»»
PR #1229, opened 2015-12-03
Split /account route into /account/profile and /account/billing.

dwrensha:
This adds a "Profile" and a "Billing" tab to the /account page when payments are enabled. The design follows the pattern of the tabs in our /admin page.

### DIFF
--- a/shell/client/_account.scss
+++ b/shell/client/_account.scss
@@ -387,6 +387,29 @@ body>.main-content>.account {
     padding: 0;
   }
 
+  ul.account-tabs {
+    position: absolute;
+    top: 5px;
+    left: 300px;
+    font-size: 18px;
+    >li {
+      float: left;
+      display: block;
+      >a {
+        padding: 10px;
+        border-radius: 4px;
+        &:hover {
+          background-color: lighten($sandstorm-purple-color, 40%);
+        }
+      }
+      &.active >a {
««
YOUR TASK
An exact copy of all the entries is what's needed; write it out.

TASK RESULT
PR #1229, opened 2015-12-03
Split /account route into /account/profile and /account/billing.

dwrensha:
This adds a "Profile" and a "Billing" tab to the /account page when payments are enabled. The design follows the pattern of the tabs in our /admin page.

### DIFF
--- a/shell/client/_account.scss
+++ b/shell/client/_account.scss
@@ -387,6 +387,29 @@ body>.main-content>.account {
     padding: 0;
   }
 
+  ul.account-tabs {
+    position: absolute;
+    top: 5px;
+    left: 300px;
+    font-size: 18px;
+    >li {
+      float: left;
+      display: block;
+      >a {
+        padding: 10px;
+        border-radius: 4px;
+        &:hover {
+          background-color: lighten($sandstorm-purple-color, 40%);
+        }
+      }
+      &.active >a {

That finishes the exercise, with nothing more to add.